Cheesy Jalapeño Popper Stuffed Zucchini Boats
Cheesy Jalapeño Popper Stuffed Zucchini Boats hollow out tender zucchini halves and fill them with a creamy mixture of cream cheese, sharp cheddar, pickled and fresh jalapeños, and yogurt or sour cream. The filling is seasoned with garlic powder and a touch of salt, topped with toasted panko breadcrumbs and extra cheddar cheese, then baked until golden and bubbly. The dish offers a balance of creamy, spicy, and crunchy textures with fresh notes from the zucchini.
Ingredients
- 3 zucchini
- 4 oz cream cheese
- 3 oz cheddar cheese plus extra for topping, grated sharp
- 3-4 TBSP yogurt or sour cream, plain, Greek
- 1-2 TBSP jalapeño diced, jarred, pickled
- 1 jalapeño (seeds/stem removed + minced)
- ¼ tsp garlic powder
- ⅛ tsp salt
- ⅓ cup panko breadcrumbs
- parsley optional, for garnish
Instructions
- Pre-heat oven to 400 degrees F.
- Bring a large pot of water to boil.
- Slice zucchini in half lengthwise and blanch in boiling water for 2 minutes.

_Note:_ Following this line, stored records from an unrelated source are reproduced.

PR #3554, opened 2026-07-15
fix(grid): save MongoDB row edits and fix commit shortcut conflict

jthanh8144:
## Description

Three fixes to editing a row in the query result grid.

**1. MongoDB row edits were silently discarded.** Editing a cell and clicking Commit appeared to succeed, but nothing was written and no error was shown. An ObjectId `_id` reaches the grid as a hex string, and the frontend's `__dbx_mongo_string_id__` tag made the backend build `{_id: "<hex>"}` as a *string* filter — matching zero documents. `update_document` returned `Ok(0)`, which the UI read as success. The preview looked correct because it formats the id through a different function than the save path.

The tag now only suppresses extended-JSON reinterpretation (its actual purpose) instead of blocking ObjectId coercion. Numeric `_id`s are matched too, and a no-match now returns an error rather than reporting success. Also fixes delete and the collection browser, which share `document_id_filters`.

**2. Cmd+S both committed and opened "Save to SQL Library".** The grid handler awaited the save before calling `stopPropagation()`; dispatch is synchronous, so the event had already reached the window listener. It now claims the event synchronously.

**3. "Preview SQL" was mislabeled for document databases.** MongoDB/Elasticsearch preview a shell command, not SQL, so the button now reads "Preview query" there. Unchanged for SQL databases. Adds `toolbar.previewQuery` to all 7 locales.

Not fixed: the opt-in "MongoDB (Legacy)" Java agent has the same `_id` flaw (`MongoAgent.java:635`) — no Java toolchain available to verify a change, and the native driver is the default.

## Change Type

- [ ] New feature
- [x] Bug fix
- [ ] Performance improvement
- [ ] Code refactor
- [ ] Documentation update
- [ ] CI / build

## Frontend Changes

- [x] This PR involves frontend changes, screenshot/recording attached (see below)

image

## Verification

- [x] `make check` passes
- [x] `make cargo-check-fast` passes
- [x] Relevant tests pass (`cargo test -p dbx-core --lib`: 2018 passed; `make cargo-test-fast`: green)

New tests: two in `mongo_driver.rs` covering ObjectId and numeric `_id` filters (both fail against the old logic), plus `dataGridSaveUi.spec.ts` for the label.

To check manually: run a single `db.getCollection("<name>").find({})`, edit a cell, Commit, re-run — the value now persists.

### DIFF
--- a/apps/desktop/src/components/grid/DataGrid.vue
+++ b/apps/desktop/src/components/grid/DataGrid.vue
@@ -169,7 +169,7 @@ import { canGoNextDataGridPage } from "@/lib/dataGrid/dataGridPagination";
 import { dataGridCountQueryOptions } from "@/lib/dataGrid/dataGridQueryOptions";
 import { dataGridBottomScrollTop, dataGridScrollPosition, isDataGridAtScrollBottom, isDataGridNearScrollBottom, shouldCheckInfiniteScrollAfterScroll, type DataGridScrollPosition } from "@/lib/dataGrid/dataGridInfiniteScroll";
 import { CANVAS_DATA_GRID_ROW_HEIGHT, drawCanvasDataGrid } from "@/lib/dataGrid/canvasDataGridRenderer";
-import { dataGridSaveActionMode, dataGridSaveToolbarState } from "@/lib/dataGrid/dataGridSaveUi";
+import { dataGridPreviewLabelKey, dataGridSaveActionMode, dataGridSaveToolbarState } from "@/lib/dataGrid/dataGridSaveUi";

- Remove from water with tongs, run under cold water, and set aside.
- Once cool enough to handle, use a mellon baller, spoon, or pairing knife to scoop out the seeds from the center of the zucchini out (potato-skin style!) leaving maybe 1/4 inch or so to maintain shape.
- Soften cream cheese on the counter or in the microwave for 30 seconds, until easily stirred.
- Add yogurt (or sour cream), 2/3 of your cheddar cheese, pickled and fresh jalapeños, garlic powder, and salt.
- Add as much jalapeño as you want to control the heat. As written, they're medium.
- Mix well and set aside.
- For an extra-golden, extra-crispy topping, toast your panko in a skillet on medium-low heat with a teeny bit of butter, oil, or spray oil until golden. This is optional but delicious!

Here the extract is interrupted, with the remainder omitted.